The diagram shows a unit circle and a ray at an angle \(\theta\) intersecting the circle at the point \(B=(\cos\theta,\sin\theta)\). The area of the full circle is \(\text{Area}_\bigcirc=\pi r^2=\pi\). The fraction of the area occupied by the sector \(\measuredangle OAB\) is \(\dfrac{\theta}{2\pi}\) (in radians). So the area of the sector is \[ \text{Area}_{\measuredangle OAB}=\dfrac{\theta}{2\pi}\pi=\dfrac{\theta}{2} \] This sector is sandwiched between two triangles. The smaller triangle is \(\triangle OAB\) whose area is \[ \text{Area}_{\triangle OAB}=\dfrac{1}{2}(1)\sin\theta \] The larger triangle is \(\triangle OAC\) whose area is \[ \text{Area}_{\triangle OAC}=\dfrac{1}{2}(1)\tan\theta \]

prop_SinQLim

The three areas are related by: \[ \text{Area}_{\triangle OAB} \le \text{Area}_{\measuredangle OAB} \le \text{Area}_{\triangle OAC} \] \[ \dfrac{1}{2}\sin\theta \le \dfrac{\theta}{2} \le \dfrac{1}{2}\tan\theta \] The first inequality can be rearranged to say: \[ \dfrac{\sin\theta}{\theta} \le 1 \] The second inequality can be rearranged to say: \[ 1 \le \dfrac{\tan\theta}{\theta}=\dfrac{\sin\theta}{\theta\cos\theta} \] or \[ \cos\theta \le \dfrac{\sin\theta}{\theta} \] Together, they say \(\dfrac{\sin\theta}{\theta}\) is squeezed between \(\cos\theta\) and \(1\). Since \[ \lim_{\theta\to0}\cos\theta=\lim_{\theta\to0}1=1 \] we conclude \(\displaystyle \lim_{\theta\to0}\dfrac{\sin\theta}{\theta}=1\) also.
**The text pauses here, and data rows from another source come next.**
PR #16, opened 2022-08-25
feat: implementation of get-oracle-key cmd

### LINKED ISSUE #14: Implement a `get-oracle-key` cmd
After oracle is registered successfully, oracle can retrieve the oracle private key securely.
The detailed steps are listed as below:

- get `EncryptedOraclePrivKey` from Panacea
- decrypt the `EncryptedOraclePrivKey` using node private key to retrieve oracle private key
- seal the decrypted oracle private key
- store the sealed oracle private key

0xHansLee:
Close #14 

When voting for registration of oracle passed, the oracle can be shared the oracle private key using this cmd.

This cmd do the followings:
- check if `node_priv_key.sealed` file exists
- get node private key from the sealed file
- compare the node key is equal to the one from the vote (oracle registration in Panacea)
- check the oracle registration vote status
  - if the vote is passed, get the `EncryptedOraclePrivKey` and decrypt, seal, and store it as `oracle_priv_key.sealed` file.
  - If not, returns error. we can improve this cmd when voting is in progress by adding retry.


gyuguen (approved):
LGTM 👍

audtlr24 (approved):
LGTM!

PR #19, opened 2022-08-29
feat: add service to `start` cmd

### LINKED ISSUE #17: skeleton code for `start` cmd

0xHansLee:
added service to `start` cmd, which includes the below fields:
- configuration
- oracle account info (priv + pub key) for signing Tx
- unique ID to be used to verify remote report
- query client for querying data and verifying it
- gRPC client for broadcasting Tx

The service can be used in event handler for data verification and signing transactions.


cmd/doracled/cmd/root.go
```diff
@@ -30,7 +49,7 @@ func init() {
 	rootCmd.PersistentFlags().StringVar(&homeDir, "home", defaultAppHomeDir, "application home directory")
 
 	rootCmd.AddCommand(initCmd)
-	rootCmd.AddCommand(startCmd)
+	rootCmd.AddCommand(startCmd())
 	rootCmd.AddCommand(genOracleKeyCmd)
 	rootCmd.AddCommand(verifyReport)
 	rootCmd.AddCommand(RegisterOracleCmd())
```
gyuguen: There seems to be a mix of ways to create Cmd.
It would be good to merge them into one later (probably as a function?)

This limit does not need the Sandwich Theorem. We multiply by the conjugate, use a trig identity and the previous limits. \[\begin{aligned} \lim_{\theta\to0}\dfrac{1-\cos\theta}{\theta} &=\lim_{\theta\to0}\dfrac{(1-\cos\theta)}{\theta}\dfrac{(1+\cos\theta)}{(1+\cos\theta)} \\ &=\lim_{\theta\to0}\dfrac{(1-\cos^2\theta)}{\theta^2}\dfrac{\theta}{(1+\cos\theta)} \\ &=\lim_{\theta\to0}\dfrac{\sin^2\theta}{\theta^2}\dfrac{\theta}{(1+\cos\theta)} \\ &=\left(\lim_{\theta\to0}\dfrac{\sin\theta}{\theta}\right)^2 \lim_{\theta\to0}\dfrac{\theta}{1+\cos\theta} \\ &=(1)^2\left(\dfrac{0}{1+1}\right)=0 \end{aligned}\]

Compute \(\displaystyle \lim_{x\to0}\dfrac{2x+3x^2}{\sin x}\)

Divide the numerator and denominator by \(x\). Then use the Quotient Law and the limit \(\displaystyle \lim_{x\to0}\dfrac{\sin x}{x}=1\): (Note the variable does not matter.) \[\begin{aligned} \lim_{x\to0}&\dfrac{2x+3x^2}{\sin x} =\lim_{x\to0}\dfrac{2+3x}{\dfrac{\sin x}{x}} \\ &=\dfrac{\displaystyle \lim_{x\to0}(2+3x)}{\displaystyle \lim_{x\to0}\dfrac{\sin x}{x}} =\dfrac{2}{1}=2 \end{aligned}\]

Compute \(\displaystyle \lim_{\theta\to0}\dfrac{1-\cos\theta}{\theta^2}\).

Multiply numerator and denominator by the conjugate and use a trig identity.

\(\displaystyle \lim_{\theta\to0}\dfrac{1-\cos\theta}{\theta^2}=\dfrac{1}{2}\)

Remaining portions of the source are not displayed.